O Crime do Padre Amaro foi escrito em 1871, lido a alguns
amigos em 1872, e publicado em 1874. O livro do sr. Zola,
La Faute de l'Abbé Mouret (que é o quinto volume da série
Rougon Macquart), foi escrito e publicado em 1875. Mas
(ainda que isto pareça sobrenatural) eu considero esta
razão apenas como subalterna e insuficiente. Eu podia,
enfim, ter penetrado no cérebro, no pensamento do sr.
Zola, e ter avistado, entre as formas ainda indecisas das
suas criações futuras, a figura do abade Mouret…

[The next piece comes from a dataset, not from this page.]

PR #2106, opened 2018-11-24
copy tensor from one backend to another for hybrid and more

sasadep:
* copy tensor form one backend to another for hybrid
* add cpu and interpreter as fall back for GPU transformer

O que, segundo penso, mostra melhor que a acusação
carece de exactidão, é a simples comparação dos dois
romances…
Os criticos inteligentes que acusaram o Crime do Padre
Amaro de ser apenas uma imitação da Faute de l'Abbé
Mouret não tinham infelizmente lido o romance maravilhoso
do sr. Zola, que foi talvez a origem de toda a sua glória. A
semelhança casual dos dois titulos induziu-os em erro. Com
conhecimento dos dois livros, só uma obtusidade córnea ou
uma má fé cinica poderia assemelhar esta bela alegoria
idilica, a que está misturado o patético drama de uma alma
mistica, ao Crime do Padre Amaro, que, como podem ver
neste novo trabalho, é apenas, no fundo, uma intriga de
clérigos e de beatas tramada e murmurada à sombra de
uma velha Sé de província portuguesa.